# 65 temptest leg room



## Mike Zelasko (Feb 3, 2019)

I resently bought a 65 Temptest , and i have an issue with leg room using brake & clutch peadal . I' only5'11 but dam my knees are hidding my chest to get my feet on the pedals. is this a common with this year ? Can I unbolt the seat & drill new holes and just move them back ? any imput would be helpful .


----------



## cij911 (Oct 25, 2017)

Mike Zelasko said:


> I resently bought a 65 Temptest , and i have an issue with leg room using brake & clutch peadal . I' only5'11 but dam my knees are hidding my chest to get my feet on the pedals. is this a common with this year ? Can I unbolt the seat & drill new holes and just move them back ? any imput would be helpful .
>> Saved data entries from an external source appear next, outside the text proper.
PR #2187, opened 2026-08-10
fix(ci): generate web bindings in nightly build

wgqqqqq:
## Summary

- Generate ts-rs Web API bindings before the nightly Web UI type-check.
- Add a GitHub workflow contract test that enforces generation before type-checking.

## Verification

- pnpm run check:github-config
- node --test scripts/check-github-config.test.mjs
- git diff --check

AI-assisted change; tested with the focused GitHub workflow checks.


wgqqqqq:
Fork nightly validation: https://github.com/wgqqqqq/BitFun/actions/runs/31364998581

All 5 package platforms passed Generate web API bindings, Type-check web UI, and Patch nightly version:
- macos-x64
- macos-arm64
- windows-x64
- linux-arm64
- linux-x64

The full Tauri packaging jobs are still running. The PR Frontend Build and Rust Build Checks passed; the unrelated CLI test jobs hit the existing terminal startup prompt timeout.

PR #2213, opened 2026-08-11
fix(scene-bar): keep scene tab close button under cursor on press

### LINKED ISSUE #2210: [Bug]: 顶部标签页栏关闭按钮功能异常
### Summary

顶部标签页栏点击关闭按钮，有概率无法关闭，实测结果似乎是触发了标签页切换

### Area

Desktop app

### Reproduction or evidence

https://github.com/user-attachments/assets/dcb0e17b-2000-4fb0-b955-2b0e071c06bf

操作过程如视频所示，概率复现。

### Environment, if relevant

BitFun  Release 0.2.17 
OS：macOS Tahoe 26.5.2

linzhary:
## Summary

Fixes #2210 — the top SceneBar scene tab close button sometimes fails to close and instead activates the tab.

Root cause: the whole scene tab scales `0.985` around its center on `:active` (120ms). The close button is absolutely positioned (`right: 6px`) inside the tab, so the scale drags it left by `0.015 × (width/2 − 15)px` (≈4–8px on typical scene tab widths). The mouseup hit-test then lands outside the button, the click bubbles to the tab, and the tab is activated instead of closed. The escape is larger on wider tabs and timing-sensitive (releasing during the 120ms scale misses more often).

## Fix

- `SceneTab.tsx`: measure the tab width and expose the close button's scale drift as `--bitfun-scene-tab-close-shift`.
- `SceneBar.scss`: on `:active`, counter-translate the close button with the same `120ms cubic-bezier(0.23, 1, 0.32, 1)` easing as the tab scale, so the press animation is fully preserved while the button stays under the cursor. The button is also pinned against the global motion baseline 1px drop on `:active`. `:only-child` and `prefers-reduced-motion` paths keep the button at its base position.

## Verification

- `pnpm run type-check:web` passes.
- SCSS compiles cleanly.
- Manual verification recommended: open 2+ scene tabs in desktop dev, press the close button at its right edge and release quickly — the button no longer shifts and the first click closes the tab.

Note: this PR is AI-assisted; testing level: lightly tested.

### DIFF
--- a/src/web-ui/src/app/components/SceneBar/SceneBar.scss
+++ b/src/web-ui/src/app/components/SceneBar/SceneBar.scss
@@ -49,7 +49,7 @@
 
 .bitfun-scene-tab {
   // Measured by SceneTab and overridden per-tab; 0 until first measurement.
-  --scene-tab-close-shift: 0px;
+  --bitfun-scene-tab-close-shift: 0px;
   position: relative;
   display: flex;
   align-items: center;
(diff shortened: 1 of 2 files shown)


kev1n77:
感谢贡献，由于代码有较大更新，相关问题已在PR #2741 中修复，此PR关闭

PR #2239, opened 2026-08-12
fix(git): recover untrusted repository operations with a confirmation flow

guantw:
## Summary

Recover Git operations blocked by dubious-ownership rejection. BitFun now classifies the owner guard as a typed, recoverable error and gives the user one explicit consent flow that writes `safe.directory` and completes the blocked command across local, remote, and peer surfaces.

- Detect libgit2 / Git CLI ownership rejections at the service boundary and raise a typed error instead of an opaque failure.
- Confirm the repository root through a unified consent flow that writes `safe.directory` and replays the blocked operation once.
- Keep probes read-only and non-interactive paths prompt-free; never replay side-effecting commands without consent.
- Apply trust on the machine the user is on: remote and peer surfaces route the diagnosis and the manual command to the controller, while the write stays in the execution domain.
- Provide an authorization entry on the Git scene trust-required state, and manual-resolution guidance for uncertain or unsupported outcomes.
- Serialize Deep Review target Git reads around a single trust decision, and normalize prompt dedupe keys per platform.

## Problem

On Windows, handing a repository folder to another account (e.g. `system`) makes Git refuse to open it with "detected dubious ownership" unless the root is listed in `safe.directory`. BitFun surfaced that as an opaque command failure: the Git scene showed a static "not a repository" state with no recovery path, and read-only flows such as Review looked indistinguishable from a missing repository.

## Analysis

Git (since 2.35.2) and libgit2 refuse to operate on a repository whose directory owner differs from the current user unless its root is listed in `safe.directory`; the only sanctioned relief is that configuration entry, which BitFun never wrote. Failures came back unstructured, so callers could not tell "needs trust" from a broken repository, and concurrent read-only requests raced on the decision: one request opened the prompt while a sibling completed a probe and failed fast, aborting the whole preparation even after approval.

The fix keeps ownership trust in one platform-neutral module: rejections are classified once, trust state is reported without mutation, and `safe.directory` is written only after explicit consent, then verified. Trust is never granted implicitly as a fallback of a failed operation.

## Verification

- Manual (Windows): a repository handed to `system` reopens after the trust confirmation; the Git scene leaves the trust-required state and the previously greyed-out review entry recovers.
- Frontend git/trust suites pass (GitAPI, GitTrustPromptService, GitTrustOutcomePresenter, GitStateManager, DeepReviewService, GitScene).
- Rust: `services-integrations` git tests and `remote_workspace_policy` contract tests pass; remote and peer trust commands are policy-declared and routed.

## Follow-up

- `resolve_remote_git_target` currently returns `Option` and is called from ~30 sites; switching it to `Result` would change behavior at every call site at once, so it is tracked as a documented follow-up rather than a change inside this PR.

### DIFF
--- a/docs/features/remote-workspaces.md
+++ b/docs/features/remote-workspaces.md
@@ -91,6 +91,23 @@ The configured Docker CLI remains the security boundary. BitFun does not expose
 the Docker daemon over the network or bypass the current user's Docker
 permissions.
 
+## Git ownership trust
+
+Git refuses a repository whose directory is owned by another user until the
+path is listed in the protected `safe.directory` configuration — a common shape
+for shared SSH hosts, bind-mounted trees, and containers that run as a
+different uid. BitFun classifies that refusal as its own state instead of
+reporting "not a repository", so Git-backed surfaces can explain the wall and
+the Review launch fails with a specific reason.
+
+The decision itself belongs to the machine that owns the repository. For a
+remote workspace BitFun reports the state and hands over the exact command
+(`git config --global --add safe.directory "<path>"`) to run on the remote
+host; it never writes the remote user's global Git configuration, and it never
+grants trust implicitly as a fallback of a failed read. The same rule applies
+in Peer Device Mode: the read-only probe answers for a controller, granting is
+refused on the peer host.
+
 ## Upgrade compatibility
 
 Existing SSH profiles remain plain SSH targets because the new `proxyJump` and
--- a/src/apps/cli/src/dispatch/mod.rs
+++ b/src/apps/cli/src/dispatch/mod.rs
@@ -11,6 +11,7 @@ use std::process::Command;
 use anyhow::{anyhow, bail, Context, Result};
 use bitfun_core::infrastructure::ai::AIClientFactory;
 use bitfun_core::service::config::{AuthConfig, GlobalConfig};
+use bitfun_core::service::git::trust;
 use serde::de::DeserializeOwned;
 
 use protocol::{
@@ -758,18 +759,23 @@ fn inspect_workspace(workspace_path: &str) -> Result<DispatchWorkspaceProbe> {
     } else {
         path
     };
-    let is_git_repository = is_directory
-        && git_output(&canonical, &["rev-parse", "--is-inside-work-tree"])
-            .is_some_and(|output| output.trim() == "true");
+    let RepositoryProbe {
+        is_git_repository,
+        trust_required,
+    } = is_directory
+        .then(|| classify_repository_probe(git_probe(&canonical, REV_PARSE_INSIDE_WORK_TREE)))
+        .unwrap_or_default();
     let branch = is_git_repository
         .then(|| git_output(&canonical, &["branch", "--show-current"]))
         .flatten()
         .map(|branch| branch.trim().to_string())
         .filter(|branch| !branch.is_empty());
-    let dirty = is_git_repository.then(|| {
-        git_output(&canonical, &["status", "--porcelain"])
-            .is_some_and(|output| !output.trim().is_empty())
-    });
+    // `None`, not `Some(false)`, when the read never landed: a repository we
+    // were not allowed to inspect is not a clean one.
+    let dirty = is_git_repository
+        .then(|| git_output(&canonical, &["status", "--porcelain"]))
+        .flatten()
+        .map(|output| !output.trim().is_empty());
     let (ahead, behind) = if is_git_repository {
         git_output(
             &canonical,
@@ -786,6 +792,7 @@ fn inspect_workspace(workspace_path: &str) -> Result<DispatchWorkspaceProbe> {
         exists,
         is_directory,
         is_git_repository,
+        trust_required: trust_required.then_some(true),
         branch,
         dirty,
         ahead,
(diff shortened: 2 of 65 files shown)


wgqqqqq:
Read the full diff (62 files). Static reading only — no build, no test run.

The design is right: splitting ownership rejection out of "not a repository", reporting trust read-only, writing `safe.directory` only after explicit consent, and re-probing to verify. `RepositoryUntrusted` → `PermissionDenied` (not `NotFound`), `is_git_repository` answering `true` for a rejected repo in all three domains, and `withGitRepositoryTrustRecovery` wrapping reads only are all the right calls.

Four things I'd fix before merge.

**1. `normalize_trust_path` rewrites backslashes unconditionally — `trust.rs:117`**

```rust
let mut value = trimmed.replace('\\', "/");
```

Backslash is a legal filename character on POSIX — this repo already guards that (`targetResolver.test.ts:528`, "preserves a Unix literal backslash"). `/srv/we\ird/repo` becomes `/srv/we/ird/repo`, gets written to `safe.directory` as an entry that can never match, and the manual command names a directory that doesn't exist. Suggest gating on Windows / a drive-letter or UNC shape. Same pattern in `pathUtils.ts:148,168` (map keys only, lower impact).

**2. Path extraction takes the first quote pair — `trust.rs:147-156`**

`/srv/a'b/repo` parses as `/srv/a`. Not cosmetic: `classify_command_failure:248` gives the parsed path priority over the caller's, and it reaches `trust_repository_with_env:491` — so `git config --global --add safe.directory /srv/a` lands in the user's config, is never reclaimed, and doesn't resolve the rejection. Suggest taking the last quote on the line, or validating the result and falling back to the caller's path.

**3. No guard against `safe.directory` glob semantics — `trust.rs:486-500`**

`*` disables the ownership check entirely; a value ending in `/*` trusts everything beneath. A directory can be named `*` on POSIX, so granting a repo at `/tmp/*` silently trusts every repository under `/tmp` — well beyond what the dialog asked for. Rejecting those candidates and routing them to `manual_command` is cheap.

Related: my machine had `safe.directory = *` globally, which makes this whole feature unreachable. Might be worth surfacing that state on the trust screen.

**4. `ChatInputWorkspaceStrip` still reports "not a Git repository"**

`ChatInputWorkspaceStrip.tsx:169-176` reads `isRepository` from `useGitState(['basic'])`, but `GitStateManager.refreshBasicAndStatus` only sets it `true` after `gitAPI.getStatus()` succeeds — the exact call the ownership check blocks. The badge falls through to `flow-chat.json:577` `"非 Git 仓库或当前无分支"`, while the new `repositoryUntrusted` string (`:1191`) is wired only to `ReviewService.ts:81`. The misleading message this PR exists to remove survives on the surface closest to the user.

---

Smaller:

- `shell_quote_pretty`'s bare branch admits non-ASCII control and whitespace (U+0085, U+00A0, U+3000) via `!c.is_ascii()`, while the double-quote branch screens controls — `trust.rs:209-212` vs `:216`. Adding `&& !c.is_control() && !c.is_whitespace()` aligns them.
- `probeRepositoryTrust` (`GitStateManager.ts:592`) exists for the CLI peer, whose `git_get_status` always fails — so every refresh pays a fixed extra round-trip with no caching or backoff.
- `stableErrorPayload` (`TauriCommandError.ts:112-137`) went from 4 to 5 candidates per node but kept the budget at 12, and `inspected` counts `undefined` dequeues. Deeply wrapped web-mode errors truncate more easily now.
- `resolve_remote_git_target` `Option` → `Result` (`git_api.rs:71-89`) is correct, but it changes behavior at all 30 call sites at once — worth a line in the PR description.
- When the rejected path ends in `/.git`, `trust_candidates` writes the gitdir entry before probing whether the worktree entry would have sufficed (`trust.rs:288-301`, `486-499`); the extra entry stays in the global config.
- Remote `trusted` branch returns `stdout.trim()` raw (`git_api.rs:641-646`) while the local one normalizes — align after #1.
- The "consent precedes `git_trust_repository`" invariant lives entirely in the frontend; the backend has no consent token. Matches existing convention, but given this writes global config and lets Git run hooks from someone else's directory, worth stating explicitly.

---

Verification: I confirmed the backend classification empirically on macOS against a real `root:wheel`-owned repo — `open()` returns `RepositoryUntrusted` with the path populated, and `is_git_repository` answers `true`.

guantw:
> Read the full diff (62 files). Static reading only — no build, no test run.
> 
> The design is right: splitting ownership rejection out of "not a repository", reporting trust read-only, writing `safe.directory` only after explicit consent, and re-probing to verify. `RepositoryUntrusted` → `PermissionDenied` (not `NotFound`), `is_git_repository` answering `true` for a rejected repo in all three domains, and `withGitRepositoryTrustRecovery` wrapping reads only are all the right calls.
> 
> Four things I'd fix before merge.
> 
> **1. `normalize_trust_path` rewrites backslashes unconditionally — `trust.rs:117`**
> 
> ```rust
> let mut value = trimmed.replace('\\', "/");
> ```
> 
> Backslash is a legal filename character on POSIX — this repo already guards that (`targetResolver.test.ts:528`, "preserves a Unix literal backslash"). `/srv/we\ird/repo` becomes `/srv/we/ird/repo`, gets written to `safe.directory` as an entry that can never match, and the manual command names a directory that doesn't exist. Suggest gating on Windows / a drive-letter or UNC shape. Same pattern in `pathUtils.ts:148,168` (map keys only, lower impact).
> 
> **2. Path extraction takes the first quote pair — `trust.rs:147-156`**
> 
> `/srv/a'b/repo` parses as `/srv/a`. Not cosmetic: `classify_command_failure:248` gives the parsed path priority over the caller's, and it reaches `trust_repository_with_env:491` — so `git config --global --add safe.directory /srv/a` lands in the user's config, is never reclaimed, and doesn't resolve the rejection. Suggest taking the last quote on the line, or validating the result and falling back to the caller's path.
> 
> **3. No guard against `safe.directory` glob semantics — `trust.rs:486-500`**
> 
> `*` disables the ownership check entirely; a value ending in `/*` trusts everything beneath. A directory can be named `*` on POSIX, so granting a repo at `/tmp/*` silently trusts every repository under `/tmp` — well beyond what the dialog asked for. Rejecting those candidates and routing them to `manual_command` is cheap.
> 
> Related: my machine had `safe.directory = *` globally, which makes this whole feature unreachable. Might be worth surfacing that state on the trust screen.
> 
> **4. `ChatInputWorkspaceStrip` still reports "not a Git repository"**
> 
> `ChatInputWorkspaceStrip.tsx:169-176` reads `isRepository` from `useGitState(['basic'])`, but `GitStateManager.refreshBasicAndStatus` only sets it `true` after `gitAPI.getStatus()` succeeds — the exact call the ownership check blocks. The badge falls through to `flow-chat.json:577` `"非 Git 仓库或当前无分支"`, while the new `repositoryUntrusted` string (`:1191`) is wired only to `ReviewService.ts:81`. The misleading message this PR exists to remove survives on the surface closest to the user.
> 
> Smaller:
> 
> * `shell_quote_pretty`'s bare branch admits non-ASCII control and whitespace (U+0085, U+00A0, U+3000) via `!c.is_ascii()`, while the double-quote branch screens controls — `trust.rs:209-212` vs `:216`. Adding `&& !c.is_control() && !c.is_whitespace()` aligns them.
> * `probeRepositoryTrust` (`GitStateManager.ts:592`) exists for the CLI peer, whose `git_get_status` always fails — so every refresh pays a fixed extra round-trip with no caching or backoff.
> * `stableErrorPayload` (`TauriCommandError.ts:112-137`) went from 4 to 5 candidates per node but kept the budget at 12, and `inspected` counts `undefined` dequeues. Deeply wrapped web-mode errors truncate more easily now.
> * `resolve_remote_git_target` `Option` → `Result` (`git_api.rs:71-89`) is correct, but it changes behavior at all 30 call sites at once — worth a line in the PR description.
> * When the rejected path ends in `/.git`, `trust_candidates` writes the gitdir entry before probing whether the worktree entry would have sufficed (`trust.rs:288-301`, `486-499`); the extra entry stays in the global config.
> * Remote `trusted` branch returns `stdout.trim()` raw (`git_api.rs:641-646`) while the local one normalizes — align after [docs: add product screenshot #1](https://github.com/GCWing/BitFun/pull/1).
> * The "consent precedes `git_trust_repository`" invariant lives entirely in the frontend; the backend has no consent token. Matches existing convention, but given this writes global config and lets Git run hooks from someone else's directory, worth stating explicitly.
> 
> Verification: I confirmed the backend classification empirically on macOS against a real `root:wheel`-owned repo — `open()` returns `RepositoryUntrusted` with the path populated, and `is_git_repository` answers `true`.

All four blocking items and most smaller ones are fixed.

Declined three:
- probe cache/backoff: fires only after a failed refresh; caching defeats it on CLI peers
- `.git` ordering: the gitdir entry is the narrower one
- backend consent token: guard stays at the frontend per convention, documented at GitAPI.trustRepository

`resolve_remote_git_target` Option→Result is a documented follow-up in the PR description.

PR #2316, opened 2026-08-15
refactor(peer): give the device surface a real identity, epoch, and lifecycle

bobleer:
## Summary

Multi-device switching kept producing new failures under real use — connection drops, session list / history / streaming load failures — and #2304, #2309 and #2310 each fixed a real bug without fixing the cause. This replaces the mechanism instead of patching it again.

**The root flaw: the frontend was built for exactly one host, and multi-device was retrofitted by mutating that host underneath it.** Nothing carried a device dimension. A "switch" meant *swap a global mutable transport → wipe all product state → rebuild*.

## Type and Areas

Type: Refactor / architecture (fixes a class of bugs, not an instance)

Areas: web UI — transport, peer-device runtime, FlowChat store/manager, workspace, LSP, terminal, editor

## Motivation / Impact

Reported: with several sessions working and repeated switching between devices, "本机端和远端的会话都会出现各种问题，包括但不限于，连接中断，会话列表加载失败，会话历史加载失败，会话过程加载失败". Every one of those maps onto the same design, not onto four separate defects:

| Symptom | Cause |
|---|---|
| 会话历史加载失败 | `restoreCommandSupportKey()` labelled **every** non-SSH host `'local'`, so a capability negotiated with one peer was cached against your own machine. One older peer permanently downgraded local history restore. |
| 会话列表加载失败 | `FlowChatManager.initialize()` deduped on `[workspacePath, mode, …]`, so switching A→B→A with the same repo path **returned B's in-flight initialization to A**. Ten more caches were device-blind the same way. |
| 会话列表加载失败 / 状态错乱 | `workspaceManager.initialize()` guarded on two booleans that `clearForPeerModeSwitch()` reset — so switch N+1 cleared the guard while switch N was still awaiting, and two initializations wrote the same state concurrently. |
| 连接中断 / 永远转圈 | `PeerDeviceTransportAdapter.disconnect()` cleared its queues **without settling the promises**, so every awaiting caller hung forever. It also zeroed live concurrency counters, after which the limiter over-admitted. |
| 会话过程加载失败 | Destroy-and-rebuild with no cancellation: any in-flight work resumed against a wiped world. The three previous PRs each patched one instance of this. |

Plus a latent bug found on the way: `TerminalService.connectingPromise` was cleared *inside* the connect task — before it was ever assigned — so it latched a settled promise and every post-switch terminal reconnect would silently no-op.

## The architecture

The device surface becomes a real, versioned, isolated scope.

**1. Identity** — `deviceSurface.ts` defines `DeviceSurfaceId`, and every cache key, request-dedup key and negotiated capability is scoped by it via `surfaceScopedKey`. Workspace paths and session ids are not unique across devices; capabilities negotiated with one host say nothing about another.

**2. Per-surface state containers** — `SurfaceStateContainer` per device holds that device's sessions and history views. Switching *selects* a container; nothing is destroyed, so returning to a device renders immediately instead of reloading from scratch. Entries whose lifetime must outlive the switch that stranded them (in-flight dedup records settled in `.finally()`) stay in store-level maps keyed by surface, because a container-relative lookup there would reap the wrong device's entry.

**3. Epoch + cancellation** — each activation carries a monotonic epoch and an `AbortSignal`; stale work fails with a typed `SurfaceChangedError` that unwinds through one boundary instead of a guard at every call site. Product callers treat it as abandon-quietly, never as a load failure.

**4. Switch as an atomic state machine** — `PeerDeviceSurfaceController`, outside React. Rapid clicks coalesce to the last requested target; a superseded activation abandons rather than rolling back over the surface that replaced it. `PeerDeviceContext.tsx` drops from 579 lines to 69 — a pure binding.

**5. Connection manager outside React** — `PeerConnectionManager` owns attach/detach/keepalive with explicit `connecting | ready | degraded | lost` health, exponential-backoff reconnect, and deterministic disposal. One missed ping degrades and retries instead of tearing a working peer down.

## Verification

```
pnpm --dir src/web-ui run type-check                # clean
pnpm --dir src/web-ui run lint                      # clean
pnpm --dir src/web-ui exec vitest run               # 3448 passed (+80 new) / 14 pre-existing failures
pnpm run build:web                                  # clean (incl. appearance contract audit)
node scripts/i18n-audit.mjs                         # 0 warnings
node --test scripts/i18n-contract.test.mjs          # 37/37
theme:color-audit:all / :test / theme:visual-contract   # PASS
verify:webkit-compatibility:test                    # PASS
check:repo-hygiene / check:github-config / test:ppt-live # PASS
```

The 14 failures are `AcpAgentsConfig.test.tsx` and `modelResolution.test.ts` failing on `localStorage` being unavailable in this local Node build; they reproduce on a clean tree and pass in CI.

New tests cover the reported scenario directly, including rapid switching: coalescing A→B→C to the last target, invalidating an already-committed hydrate so the newer target proceeds, rehydrating after A→B→A, rolling a *real* failure back to the previous peer rather than local, capability isolation across surfaces, per-device metadata dedup, container preservation across switch-away-and-back, two overlapping reinitializations never running concurrently, queued transport requests settling on disposal, and switch teardown issuing no backend call.

Every new test was verified to fail with its fix reverted in place.

## Reviewer Notes

**`SurfaceChangedError` is a control-flow signal, not an error.** This is the main cross-cutting contract: anything that renders a load failure must treat `isSurfaceChangedError(e)` as abandon-quietly. `WorkspaceProvider` and the LSP initializer were updated accordingly — both would otherwise have turned an ordinary switch into a visible failure.

**Behaviour changes worth knowing:** `setTransportAdapter` retires the previous peer adapter, so a peer adapter reference held across a switch now rejects instead of talking to the wrong device — fetch it from the registry at call time. `disconnect()` is terminal. `resetForPeerModeSwitch()` now returns an empty array and no longer tears down per-session runtime.

**Invariants held:** peer history still comes only from `restore_session_view`; `loadSessionHistory` still fails closed on genuine incomplete relay imports (only the typed surface-change is exempt); catalog windowing untouched; `snapshotDropsProjectedTurnContent` gating retained; switch teardown remains frontend-only so the device you leave keeps its PTYs and language servers.

**Not verified here:** the real multi-device scenario needs the desktop app, an account, a relay and a second machine, which is not reproducible in this environment. Evidence is mechanism-level tests, not a click-through.

## Checklist

- [x] User-facing strings, docs, and locales are updated where applicable.


bobleer:
Superseded — this branch's content is already on `main` via #2314, which was opened from the same branch and merged first. `git diff upstream/main HEAD` is empty, so there is nothing to merge here. CI passing on both is independent corroboration of the same tree.

PR #2406, opened 2026-08-21
fix(config): persist review team concurrency config fields

guantw:
## Problem

The "max parallel reviewers" setting in Review settings is not persisted. After saving `max_parallel_reviewers: 1`, the config API returns success, but reopening the settings page (or restarting) shows the default `2` again, and batched Deep Review runs still launch 2 reviewers in parallel.

Root cause: `saveDefaultReviewTeamConfig` already sends `max_parallel_reviewers`, `max_retries_per_role`, `max_queue_wait_seconds`, `allow_provider_capacity_queue`, `allow_bounded_auto_retry`, and `auto_retry_elapsed_guard_seconds`, but the backend `ReviewTeamConfig` struct did not declare them. `ConfigManager::set_value_by_path` round-trips the whole `GlobalConfig` through serde, silently dropping the undeclared keys before `save_config` writes the file. Reading the config back then falls back to the struct default (`max_parallel_reviewers: 2`).

## Fix

Add the six missing persisted Review Team policy fields to `ReviewTeamConfig` with the current product defaults:

- `max_retries_per_role: 1`
- `max_parallel_reviewers: 2`
- `max_queue_wait_seconds: 1200`
- `allow_provider_capacity_queue: true`
- `allow_bounded_auto_retry: false`
- `auto_retry_elapsed_guard_seconds: 180`

The existing struct-level `#[serde(default)]` attribute keeps older persisted configs readable and supplies defaults for fields that are absent.

This also fixes a related latent bug: `max_retries_per_role` is consumed at runtime by `DeepReviewExecutionPolicy::from_config_value`, but the saved value was previously dropped on write, so a non-default value was ignored and the backend fell back to its default.

## Tests

- `review_team_policy_config_survives_service_restart` - end-to-end ConfigService write, on-disk assertion, service restart, and read-back.
- `preserves_review_team_concurrency_fields_through_config_round_trip` - verifies all six fields survive serialization and deserialization.
- `missing_review_team_concurrency_fields_use_product_defaults` - verifies older persisted config shapes remain readable and omitted fields receive product defaults.

Verified: `cargo test -p bitfun-core --no-default-features --lib -- service::config::` (83 tests, including the 3 new ones) passes.

### DIFF
--- a/src/crates/assembly/core/src/service/config/service.rs
+++ b/src/crates/assembly/core/src/service/config/service.rs
@@ -637,6 +637,90 @@ mod tests {
     }
 
     #[tokio::test]
+    async fn review_team_policy_config_survives_service_restart() {
+        let dir = tempfile::tempdir().expect("tempdir");
+        let path_manager = Arc::new(PathManager::with_user_root_for_tests(
+            dir.path().join("review-team-concurrency"),
+        ));
+        let settings = || ConfigManagerSettings {
+            path_manager: Some(path_manager.clone()),
+            auto_save: true,
+            backup_count: 0,
+        };
+
+        let service = ConfigService::with_settings(settings())
+            .await
+            .expect("config service should start");
+        service
+            .set_config(
+                "ai.review_teams.default",
+                serde_json::json!({
+                    "max_retries_per_role": 2,
+                    "max_parallel_reviewers": 1,
+                    "max_queue_wait_seconds": 45,
+                    "allow_provider_capacity_queue": false,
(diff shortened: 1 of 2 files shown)


bobleer (approved):
Reviewed the typed config round-trip, persisted defaults, legacy deserialization, and restart path. No blocking findings. Independently verified with: cargo test -p bitfun-core --no-default-features --lib -- service::config:: (83 passed). Latest CI is green.

PR #2601, opened 2026-08-28
fix(explore): backport #2565 and adapt #2595

guantw:
## Summary

- Backport #2565 so DeepReview remediation keeps the turn-admission snapshot aligned after switching the session binding to `ReviewFixer`, and admission rejects concurrent execution-affecting binding changes.
- Adapt #2595 to the `1.0.0-explore` UI instead of restoring the removed `PermissionRequestPanel`.
- Separate broad transcript routing from actionable permission ownership: delegated child requests belong to the parent surface, while direct child requests belong to the child surface.
- Reuse `ChatInputApprovalBand` inside embedded BTW/review panels so standalone child sessions can answer direct requests.
- Repair stale `@bitfun/ui` mocks and a Windows CRLF-sensitive stylesheet fixture inherited from the latest Explore base; these were exposed by full PR/local frontend suites.

## Explore-specific adaptation

`1.0.0-explore` moved approvals into the composer and removed the old floating permission panel. The primary composer therefore consumes only requests owned by the primary session, while `BtwSessionPanel` renders owner-only direct child requests with the shared compact approval band. Transcript pending state still uses the broader projection.

During review, I found that using the composer's effective target session would duplicate a direct child approval whenever the target switcher pointed at the open child panel. The composer is now bound to the primary session's ownership projection; the child panel exclusively owns the child request. Regression coverage locks this routing down.

## Verification

- `cargo test -p bitfun-core --no-default-features --features agent-runtime,git --lib dialog_turn_admission_rejects` — 4 passed
- `cargo test -p bitfun-core --no-default-features --features agent-runtime,git --lib agentic::coordination::coordinator::tests::review_fixer_turn_is_admitted_after_updating_a_deep_review_session_binding` — 1 passed
- Full Web UI Vitest suite — 569 files, 4131 passed
- `pnpm --dir src/web-ui run type-check`
- ESLint on changed production TypeScript/TSX files
- `pnpm run theme:color-audit:all`
- `pnpm run appearance:contract-audit`

## Remote scenarios

Permission responses continue through the existing per-session driver/mailbox abstraction, so no local fallback was introduced. Local Web UI and unit-level routing were exercised; remote workspace, remote control, Peer Device Mode, and Detached Dispatch were not end-to-end exercised in this change.


bobleer (approved):
Reviewed against the latest 1.0.0-explore base. The turn-admission route-key synchronization issue and narrow Core feature-profile compilation issue were fixed; focused Rust/frontend tests and the full CI matrix pass.

PR #236, opened 2025-02-12
add k-line camviewer config to K-line hutches

silkenelson:
add k-line camviewer config to K-line hutches
Also removed wait time functionality as the camviewer redesign changes how timeouts are handled.

## Description
make the txi camviewer work & keep the whole list of cameras for TMO & RIXS

## Motivation and Context
due to TMo& RIXS including comon cameras explicitly, the TXI camviewer was not able to launch IM2K0 due to a found ambiguity
This request fixes this in a quick way.
Really, we should not look for cameras in _all_ config-files, but only the ones included for a given instruments avoiding potential duplicates if e.g. multiple hutch want to call a given camera e.g. SPEC.

## How Has This Been Tested?
I checked the list of available cameras from various instrument machines,


patoppermann (approved):
looks good and should work with txi.
For the future, TXI has to have both beamlines in the camviewer-config.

I actually posted a similar question as I just got my 65 back from the interior shop and the seat movement is very limited. I have confirmed it is moving the full range of motion, but that is very limited compared to todays standards. (My 56' Bel Air goes back further.)


----------



## Mike Zelasko (Feb 3, 2019)

Ya it really sucks . I just looked under and the shop never used the orignal factory holes for the sets. there forward almost 2 in. which isnt alot but it makes a differance . I'm goiong to pull the seats out tonight and move them back 4 in. I'll have to drill thru the main cross braces but it wont affect anything.


----------



## BLK69JUDGE (Jun 10, 2010)

https://www.google.com/search?q=gto...HHzQIHSiUCNcQBQgrKAA&biw=1067&bih=691&dpr=1.5


----------